With the influx of PTs and gyms trying to go online, we saw a surge of programs hit the internet like never before.

Some programs were written by juicers for juicers (but they don’t tell you that.)

Some programs were designed with predetermined time frames (30, 60, 90 day challenges)

Challenges became a thing. Every one and their dog started one. Some took their shirts off while in a handstand against a wall (ER visits were higher during that period).

Others did the typical squat and booty challenges that never seem to work.

The fitness industry is plagued with random workouts only designed to break a sweat.

But what happens when you have a client with a performance goal?

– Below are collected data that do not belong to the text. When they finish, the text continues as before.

PR #65, opened 2024-02-12
fix(devinfo): add consistent read for kernel bug 

### LINKED ISSUE #1274: csi-node is unable to find mount during statefulset scale in
**Describe the bug**
We are running some scale tests with mayastor and mayastor-control-plane on AKS. When the number of pods per node is large(~80), there are some issues while scaling in and the pods remain in Terminating state.

This happens because, the find_mount check [here ](https://github.com/openebs/mayastor-control-plane/blob/develop/control-plane/csi-driver/src/bin/node/filesystem_vol.rs#L322)returns false, even though the target mount is there in the /proc/mounts file.
As a result, we run into : "Device or resource busy (os error 16)" errors on the csi-node when the csi-node tries to remove the directory here: 
https://github.com/openebs/mayastor-control-plane/blob/develop/control-plane/csi-driver/src/bin/node/filesystem_vol.rs#L326

**To Reproduce**

**Expected behavior**
find_mount should return true when the mount record is present in /proc/mounts

**Screenshots**

** OS info (please complete the following information):**
 - Distro: [e.g. NixOS]
 - Kernel version
 - MayaStor revision or container image

**Additional context**
Related PR: https://github.com/openebs/mayastor-control-plane/pull/413

niladrih:
Fixes https://github.com/openebs/mayastor/issues/1274

On the linux kernel versions below v5.8, there's a bug which behaves like so:
Whenever a read(2) syscall is issued (and this one takes an argument for how many bytes to read off of a file) to the `/proc/mounts` virtual file, few of the mount entries are read off of it. The kernel maintains the seek position of the file so that it can serve subsequent read(2)s from that position. But, in between the first and the second read(2), a device might be unmounted and one/few mount entries might be removed from the already-read portion of the file. This moves the mount entries after the deleted entries further up the file. However, the seek position has not changed. So, subsequent read(2)s will miss one or more read entries, as the seek position now points to a mount entry further down the list.
Ref: https://github.com/torvalds/linux/commit/9f6c61f96f2d97cbb5f7fa85607bc398f843ff0f

Changes:
This PR adds a `consistent_read()` implementation for the interface `MountIter` for kernel versions less than 5.8.0. `consistent_read()` reads the whole file twice start to end, and compares the two byte buffers. If both of the subsequent reads resulted in the same byte-sequence, then we can say we have not lost mount entries when traversing `/proc/mounts`, as then the comparison would fail on the second read from start to end. This is configured to default to 2 comparison retries if the first comparison fails. However that may not be enough if there are very many mount entries and the host has very frequent unmounts. Use higher retries for those cases.

### DIFF
--- a/devinfo/src/mountinfo/io_utils.rs
+++ b/devinfo/src/mountinfo/io_utils.rs
@@ -1,0 +1,30 @@
+use crate::mountinfo::error::{MountInfoError, Result};
+use std::{fs::read, path::Path};
+
+const DEFAULT_RETRY_COUNT: u32 = 2;
+
+/// Issue std::fs::read on a file twice and compare the two byte sequences
+/// to see if the reads were consistent. Retry if the reads resulted in different byte
+/// sequences.
+pub(crate) fn consistent_read<P: AsRef<Path>>(
+    path: P,
+    retry_count: Option<u32>,
+) -> Result<Vec<u8>> {
+    let mut current_content = read(path.as_ref())?;
+
+    let retries = retry_count.unwrap_or(DEFAULT_RETRY_COUNT);
+    for _ in 0 ..= retries {
+        let new_content = read(path.as_ref())?;
+
+        if new_content.eq(&current_content) {
+            return Ok(new_content);
+        }
+
+        current_content = new_content;
+    }
+
+    Err(MountInfoError::InconsistentRead {
+        filepath: path.as_ref().to_path_buf(),
+        retries,
+    })
+}
--- a/devinfo/Cargo.toml
+++ b/devinfo/Cargo.toml
@@ -5,6 +5,8 @@ authors = ["Jeffry Molanus <jeffry.molanus@gmail.com>"]
 edition = "2018"
 
 [dependencies]
+nix = { version = "0.27.1", default-features = false, features = [ "feature" ] }
+semver = "1.0.20"
 snafu = "0.7.5"
 url = "2.4.1"
 uuid = { version = "1.4.1", features = ["v4"] }
--- a/devinfo/src/mountinfo/bytebuf.rs
+++ b/devinfo/src/mountinfo/bytebuf.rs
@@ -1,0 +1,41 @@
+use std::io::{IoSliceMut, Read};
+
+/// This is io::Read capable Sized type. This can wrap around a Vec<u8>.
+pub struct ByteBuf {
+    inner: Vec<u8>,
+}
+
+impl Read for ByteBuf {
+    fn read(&mut self, buf: &mut [u8]) -> std::io::Result<usize> {
+        self.inner.as_slice().read(buf)
+    }
+
+    fn read_vectored(&mut self, bufs: &mut [IoSliceMut<'_>]) -> std::io::Result<usize> {
+        self.inner.as_slice().read_vectored(bufs)
+    }
+
+    fn read_to_end(&mut self, buf: &mut Vec<u8>) -> std::io::Result<usize> {
+        self.inner.as_slice().read_to_end(buf)
+    }
+
+    fn read_to_string(&mut self, buf: &mut String) -> std::io::Result<usize> {
+        self.inner.as_slice().read_to_string(buf)
+    }
+
+    fn read_exact(&mut self, buf: &mut [u8]) -> std::io::Result<()> {
+        self.inner.as_slice().read_exact(buf)
+    }
+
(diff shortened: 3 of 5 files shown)


niladrih:
@tiagolobocastro and others -- should I remove the MountIter::new() API as I intend to refactor control-plane and mayastor to use SafeMountIter instead?

niladrih:
Is the linter CI issue because of std::sync::OnceLock?

tiagolobocastro:
> Is the linter CI issue because of std::sync::OnceLock?

Non-related, @datacore-vvarakantham is fixing this

tiagolobocastro:
> @tiagolobocastro and others -- should I remove the MountIter::new() API as I intend to refactor control-plane and mayastor to use SafeMountIter instead?

We need to keep I think, otherwise you can't merge this PR independently to the other repos?

niladrih:
> > @tiagolobocastro and others -- should I remove the MountIter::new() API as I intend to refactor control-plane and mayastor to use SafeMountIter instead?
> 
> We need to keep I think, otherwise you can't merge this PR independently to the other repos?

Yeah, it's fine to keep it.

devinfo/src/mountinfo/io_utils.rs
```diff
@@ -0,0 +1,27 @@
...
+const DEFAULT_RETRY_COUNT: u32 = 2;
+
+pub(crate) fn consistent_read<P: AsRef<Path>>(
+    path: P,
+    retry_count: Option<u32>,
+) -> Result<Vec<u8>> {
+    let mut current_content = read(path.as_ref())?;
+
+    let retries = retry_count.unwrap_or(DEFAULT_RETRY_COUNT);
+    for _ in 0 .. retries {
```
tiagolobocastro: Otherwise there's no check? Or was this intended?

```suggestion
    for _ in 0 ..= retries {
```

devinfo/src/mountinfo/io_utils.rs
```diff
@@ -0,0 +1,27 @@
+use crate::mountinfo::error::{MountInfoError, Result};
+use std::{fs::read, path::Path};
+
+const DEFAULT_RETRY_COUNT: u32 = 2;
+
+pub(crate) fn consistent_read<P: AsRef<Path>>(
+    path: P,
+    retry_count: Option<u32>,
```
tiagolobocastro, line 11: You are specifying Some(2), does this need to be optional?

devinfo/src/mountinfo/io_utils.rs
niladrih: This is intentional. Taking an example: retries=2,
0..= retries goes from 0 to 2, which is 3 iterations
0.. retries goes to 0 to 1, which is 2 iterations, which is what we want when we say 2 retries.

Does this make sense? Or is retries in the sense that the usual try and then the retries, then it comes to 3.

devinfo/src/mountinfo/io_utils.rs
niladrih: Sure, why not..

devinfo/src/mountinfo/io_utils.rs
niladrih: I've renamed the variable to 'attempts'.

niladrih: > Otherwise there's no check 

Oh I get your point. Yeah, needs at least 1. Needs '='.

niladrih: Renamed back to retries, makes more sense now with the '='.

devinfo/src/mountinfo/io_utils.rs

Yes you could probably lose 20lbs doing HIIT or boot camps or anything really if you’re eating the right amount of food. But programming for serious athletes with serious goals? That’s a different ball game altogether.

The principles are all the same.

We read, we learn, we get inspired, we borrow from each other.

There’s a plethora of articles and books on the subject free for all knowledge seekers to read.

From fad diets to fasting, to macros, counting calories, eating intuitively, not eating at all, my method, your method, their method. It’s all the same.

We’ve all read the same books, or maybe we haven’t?

Maybe you’re content with a degree. Others perhaps a weekend course.

So then what separate coaches?

Is it the letters after their name?

Is it an expensive university degree?

Is it their naked bodies everywhere on social?

Or is it their Instagram Bio?

If you haven’t realized where I’m going with this, then read on.

The right answer is this. The people.

The people separate the coaches. The good ones, from the bad ones.

It’s the client, the student, the athlete, or whatever you like to call them.

It’s your relationship with them. It’s how more human and less robotic your connection seems.

See everybody wants results, but people are not results oriented. You are.

You fear that your value is in the result that you forget about the process, the journey, and the support.

You forget to provide a solid relationship of trust.

You communicate once a week. Barely, or never.

You automate.

You systemise.

But the people aren’t numbers.

They cannot be put into a system.

Yes, they come to you to fix their problems. But being results oriented isn’t enough. You have to be with them in the process.

All programs work (granted you know what you’re doing).

But why did they choose you?

Why do they stick with you?

It always comes back to one thing.

It’s not the program (they don’t care about that)

It’s not the results (at least not entirely)

It’s your relationship with them.

It’s the care.

It’s the trust.

The journey, the process, the service, the support, the bending over backwards, because you appreciate them as humans, not as paying clients. Because you’re invested and genuinely care about them.

You see coaching isn’t just about the right number of sets, reps, exercise variation, intensities, and proper periodization.

It’s not about you standing their counting reps a meter away as they exercise.

Or yelling at them when they’re tired.

Programming cannot fix " I hate this, I really suck I want to stop” or “I can’t move my back I did something wrong” or “I really cannot find the motivation to workout” or “I don’t even know why I’m doing this”.

If you’re a coach in 2021 or want to become one, get ready to step up your game and do more listening, supporting, and communicating.

Spend more time building relationships with your athletes and maybe you’d be ever so lucky as myself and grow wonderful connections with wonderful people.

If you’re struggling with writing programs or your programs are too random, read more books.

If you’re on your phone while your client is working out, maybe you need a different job.

Whatever you do, always try to raise the bar.